GPs should help normalise, and explain, the commonplace experience of fear and its physical presentation; the most obvious of these is that, when feeling anxious, the accompanying sickness in the pit of the stomach is real and not ‘in the head’ – but this feeling, however physical, is driven by psychological processes. The GP should value the patient’s experiences; what they describe to you is not fictitious and is very real to them.
So what can a patient do to help themselves? Self-help can come from, and be aided by, a variety of sources.
- The book Overcoming Health Anxiety by Rob Wilson and David Veale is a helpful resource.
- There are other online resources such as Anxiety UK (anxietyuk.org). They offer information relating to health anxiety, and anxieties in general, and also access to support groups and other helpful information.

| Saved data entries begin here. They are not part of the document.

PR #878, opened 2021-06-10
Remove conda env files and install instructions

karlhigley:
After several days of troubleshooting, I haven't managed to get conda to create an environment that:
* has a version of Tensorflow with GPU support
* avoids numpy version conflicts between TF and cupy/cudf
* makes the NVT tests pass

At this point, I have concluded that supporting the creation of pre-baked NVT environments via conda
is not feasible. This PR removes the env files, Github action, and conda install instructions.


README.md
```diff
@@ -50,27 +50,6 @@ To install NVTabular, ensure that you meet the following prerequisites:
...
 **NOTE**: NVTabular will only run on Linux. Other operating systems are not currently supported.
 
-#### Installing NVTabular Using Conda
-
-NVTabular can be installed with Anaconda from the ```nvidia``` channel by running the following command:
-
-```
-conda install -c nvidia -c rapidsai -c numba -c conda-forge nvtabular python=3.7 cudatoolkit=10.2
-```
-
```
benfred, line 60: We shouldn't delete this part - we're still distributing nvtabular via conda.

benfred (commented):
Does everything work if we remove the deep learning frameworks (tensorflow/pytorch/fastai etc) from the conda environment files? 

I think people are still getting some value from these environment files (like in terms of getting NVT installed) - so I'm wondering if we can just provide the base and then let people layer on either TF or PT as needed afterwards

karlhigley:
The problem I'm having is that I can't layer on TF afterward. There's no combination of conda and pip I've been able to figure out that results in NVT and TF playing nicely together in a conda env.

If there's value in the env files related to installing NVT that isn't already covered by NVT's dependencies, seems like we should capture it there?

karlhigley:
Okay, it's not quite that bad. You can do it with manual steps.

benfred (approved):

karlhigley:
Closing in favor of #885.

PR #899, opened 2021-06-24
Prototype of a serving pipeline with candidate retrieval, filtering, scoring, and ordering

karlhigley:


karlhigley:
This POC has now served its purpose, and since it wasn't intended to be a user facing example or releasable code, it's now time to close this PR.

PR #900, opened 2021-06-24
Removes cudf dependency

albert17:
Removes cudf dependency #534

### DIFF
--- a/nvtabular/dispatch.py
+++ b/nvtabular/dispatch.py
@@ -19,7 +19,6 @@ from typing import Callable, Union
 
 import cupy as cp
 import dask.dataframe as dd
-import dask_cudf
 import numpy as np
 import pandas as pd
 import pyarrow as pa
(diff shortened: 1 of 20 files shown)


albert17:
@benfred Let me know what you think, if we want to keep going into this direction. Many work-arounds  and specific cases needed.

benfred:
> @benfred Let me know what you think, if we want to keep going into this direction. Many work-arounds and specific cases needed.

Lets just get a single unittest working - that verifies we can run a workflow without cudf . I don't think we need to update all the unittests to work without cudf for this release.  (like create a 'test_cpu_workflow.py' file that tests a basic workflow fit/transform cycle - and then we can run just this one unittest on github actions to verify our cpu support.)

marcromeyn:
I feel like knowing what libraries are available (like cudf/fask-cudf/etc.) could be useful in user-code as well. So maybe it would be good to create a few methods for this that we can expose? As inspiration we could look at how Huggingface transformers does this for the various ML-modeling libraries: https://github.com/huggingface/transformers/blob/master/src/transformers/file_utils.py#L287-L311.

albert17:
Got all the feedback, thanks @benfred @marcromeyn . I am going to create a new PR, I added too many changes here based on updating the unit tests.

PR #906, opened 2021-06-25
Add options dataclass to Categorify

benfred:
When fitting statistics in Categorify, we were passing around 12 different options
as parameters across multiple methods. This lead to long call signatures, as well as
making it hard to add new parameters. Also the parameter names changes between methods
sometimes (max_size -> max_emb_size, num_buckets -> nbuckets, agg_cols -> cont_cols)
making it hard to trace through and figure out whats going.

Refactor by moving all these parameters to a dataclass , and pass this class around
instead.


nvtabular/ops/categorify.py
```diff
@@ -520,26 +524,40 @@ def _make_name(*args, sep="_"):
     return sep.join(args)
 
 
+@dataclass
+class _FitOptions:
```
marcromeyn, line 528: Should we add some docs here?

benfred: I've added some brief descriptions of each parameters in the last commit .

karlhigley (approved):

benfred:
rerun tests

Issue #339, opened 2020-04-22
Minor bug: XML files are labeled as "qhelp"


shati-patel:
**Describe the bug**

![image](https://user-images.githubusercontent.com/42641846/80005359-5ea76180-84bb-11ea-9b2a-e745efae6af2.png)

**To reproduce**
Open an XML file in a workspace that has the CodeQL extension enabled. 

**Expected behavior**
- Query help (`.qhelp`) files are highlighted as XML
- XML files are still labeled as "XML"

**Additional context**
`@p-` recently introduced XML highlighting for Query help files (see https://github.com/github/vscode-codeql/pull/326) ❤️  
That update probably got VS Code confused about "normal" XML files. 

(Tangential note: I have now added a [file association](https://code.visualstudio.com/docs/languages/overview#_adding-a-file-extension-to-a-language) in my user settings, which tells VS Code to treat `.qhelp` files as XML, without overriding the default XML behavior: 
```
"files.associations": {
    "*.qhelp": "xml"
}
```
I don't know if it's possible to impose that from within the extension though, so that might not be a helpful approach!)

PR #340, opened 2020-04-23
Remove 'qhelp' as global alias for 'xml' filetype

jcreedcmu:
Fixes https://github.com/github/vscode-codeql/issues/339.

### DIFF
--- a/extensions/ql-vscode/package.json
+++ b/extensions/ql-vscode/package.json
@@ -80,9 +80,6 @@
       },
       {
         "id": "xml",
-        "aliases": [
-          "qhelp"
-        ],
         "extensions": [
           ".qhelp"
         ]


jcreedcmu:
I think this is the right thing to do; I thought the aliases were scoped to the file extension being added, but apparently not.

aeisenberg:
Odd. but when I try your PR, my `qhelp` files are displayed as `html`. And I don't even see `qhelp` as an option.

jcreedcmu:
Huh, that's strange and I don't know how to explain that yet. I wouldn't expect to see qhelp as an option, precisely because I removed it as an alias --- the intent of this PR is to restore the situation to there only being a notion of a file "being" xml, and removing the possibility of a file being of type qhelp, but preserving that the `.qhelp` extension should cause them to be viewed as xml. Can you repro the behavior you're seeing with this PR but with all other extensions disabled?

aeisenberg:
I can't explain what happened before. I tried this again and this seems to be working as expected. This just associates qhelp as an xml file, which I think is perfectly fine. In the future, we can consider creating a proper qhelp language type.

PR #344, opened 2020-04-28
Changelog: Add release date

shati-patel:
The latest changelog entry (for 1.1.2) didn't include the date. Is it possible to include this retroactively?


jcreedcmu:
Good catch!

PR #350, opened 2020-05-05
Experimental: Enable parsing bqrs with the cli instead of in the webview

jcreedcmu:


dbartol:
I agree that results parsing shouldn't happen in the webview. Before committing to all BQRS parsing being done in the CLI, though, I'd like to understand the performance impact. For interactive viewing of results in the results view, I expect that it will be fine. However, I'd also like to enable lots of new features that depend on running custom queries with custom output schemas and parsing the results. Think "live AST view", or code exploration features like "find all callers/callees". I don't want to have to add new interpretation code to the CLI itself for each new query, but I don't know if expanding everything to JSON and sending it across process boundaries is going to be quick enough. I'd be less worried if I believed that no query like that would ever have to parse a large amount of output at once, but I just don't know enough about the kinds of queries we'll eventually want to write to be sure.

jcreedcmu:
Your concern sounds valid, and I'm definitely not planning to merge anything that deletes the existing path without careful thought.

I think that specifically relying on doing any `fetch(...)` calls in the webview is something we need to be moving away from, though; afaik, it's a nonstarter for containerized vscode, and it complicates reasoning about which part of the extension has access to the filesystem or not.

The question of whether bqrs parsing is done in one of the cli/server pieces or in the main (i.e. nonwebview) part of the extension is a completely reasonable question to keep open for debate. I still feel like moving as much as we can to the cli as possible is quite desirable if only for ensuring that the bqrs format itself can evolve without having multiple implementations that need to be changed.

extensions/ql-vscode/src/adapt.ts
```diff
@@ -0,0 +1,103 @@
...
+export type ResultValue = ResultElement | ResultUri | string;
+
+export interface RawResultSet {
+  readonly schema: AdaptedSchema;
+  readonly rows: readonly ResultRow[];
+}
+
+function adaptKind(kind: ColumnKind): ColumnType {
+  // XXX what about 'u'?
+  if (kind == 'e') {
```
aeisenberg, line 36: nit: `===`

extensions/ql-vscode/src/adapt.ts
```diff
@@ -0,0 +1,103 @@
...
+}
+
+export function adaptValue(val: ColumnValue): ResultValue {
+  // XXX taking a lot of incorrect shortcuts here
+
+  if (typeof val == 'string') {
+    return val;
+  }
+
+  if (typeof val == 'number' || typeof val == 'boolean') {
```
aeisenberg, line 64: nit: `===` here and above/below.

extensions/ql-vscode/src/interface.ts
```diff
@@ -363,13 +363,28 @@ export class InterfaceManager extends DisposableObject {
...
     }
 
+    let resultSets: RawResultSet[] | undefined;
+
+    if (EXPERIMENTAL_BQRS_SETTING.getValue()) {
+      resultSets = [];
+      const pageSize = 100;
+      const schemas = await this.cliServer.bqrsInfo(results.query.resultsPaths.resultsPath, pageSize);
+      for (const schema of schemas["result-sets"]) {
+        const chunk = await this.cliServer.bqrsDecode(results.query.resultsPaths.resultsPath, schema.name, pageSize, 0)
```
aeisenberg, line 373: Does this get only the first 100 results for each resultSet? Maybe ok for a PoC. Though, I'd be leaning towards getting all of the results for the PoC just so we can see how much juice these codespace vms really have.

jcreedcmu: Ah, sure, good point.

PR #352, opened 2020-05-07
Update versions of json-rpc dependencies.

jcreedcmu:


extensions/ql-vscode/package.json
```diff
@@ -464,8 +464,8 @@
     "tmp": "^0.1.0",
     "tree-kill": "~1.2.2",
     "unzipper": "~0.10.5",
-    "vscode-jsonrpc": "^4.0.0",
-    "vscode-languageclient": "^5.2.1",
+    "vscode-jsonrpc": "~5.0",
```
dbartol, line 467: OOI, why `~` and not `^`? I think `^` is the npm default now, and allows for minor version upgrades, whereas `~` only allows patch upgrades.

jcreedcmu: Ah, you're right. Used ~ from muscle memory, but seems better to be consistent with other package specs anyhow.

PR #353, opened 2020-05-07
Add source locations for string results

### LINKED ISSUE #348: Support for source locations provided by `getURL`
The help topic on [Locations and strings for QL entities](https://help.semmle.com/QL/learn-ql/locations.html#providing-urls) describes how a `getURL` predicate can be used to provide a source location for a QL entity.

As a contrived example, the following query selects all addition expressions in a JavaScript database, but with their source locations shifted to the right by one character:

```ql
import javascript

class ShiftedAddExpr extends AddExpr {
  string getURL() {
    exists(string filepath, int startline, int startcolumn, int endline, int endcolumn |
      getLocation().hasLocationInfo(filepath, startline, startcolumn, endline, endcolumn) and
      result =
        "file://" + filepath + ":" + startline + ":" + (startcolumn + 1) + ":" + endline + ":" +
          (endcolumn + 1)
    )
  }
}

select any(ShiftedAddExpr a)
```

This works in the legacy QL-for-Eclipse plugin, but in the VSCode extension the results end up not being clickable.

In the interest of feature completeness, it would be great if source locations provided by `getURL` work.

aeisenberg:
Fixes #348.

This PR also includes 2 small, non-related changes for better editing experience.

### DIFF
--- a/.vscode/settings.json
+++ b/.vscode/settings.json
@@ -32,5 +32,7 @@
   "eslint.options": {
     // This is necessary so that eslint can properly resolve its plugins
     "resolvePluginsRelativeTo": "./extensions/ql-vscode"
-  }
+  },
+  // Force this to false since this will cause too many changes on each commit
+  "editor.formatOnSave": false
 }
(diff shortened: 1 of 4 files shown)


jcreedcmu:
I'm to understand that using the cli bqrs parser will also naturally fix this issue, but this seems good as a temporary fix.

aeisenberg:
Eek. I think I need to change something. I think we're going to be off-by-one for these.

aeisenberg:
Received clarification on https://github.com/github/vscode-codeql/issues/348#issuecomment-625957878 that the existing implementation is correct.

- Another helpful online resource is Living Life to the Full (lltf.com). They offer a variety of free, online courses which cover several topics and areas related to anxiety and common problems.
- The NHS has its own website page explaining health anxiety.
- There is also the NHS-run ‘improving access to psychological therapies’ programme which, dependent on the area in England, will have links to online resources, and will facilitate self-referral to groups and therapy.
Health and hope
Practice Business hopes that by illuminating the epidemic of the worried well, and by showing compassion towards these patients rather than hostility, we can all work towards a future of health and hope, as opposed to fear and frailty.
Let’s all work together to de-stigmatise health conditions and normalise both sickness and disability, so that we can all breathe a little easier. Change begins at practice level, and we challenge you to make easing the burden of health anxiety on both patients and staff a top priority in your surgery.
So, whilst living fast and furiously in our ever-changing modern world, we can all be less worried and more well.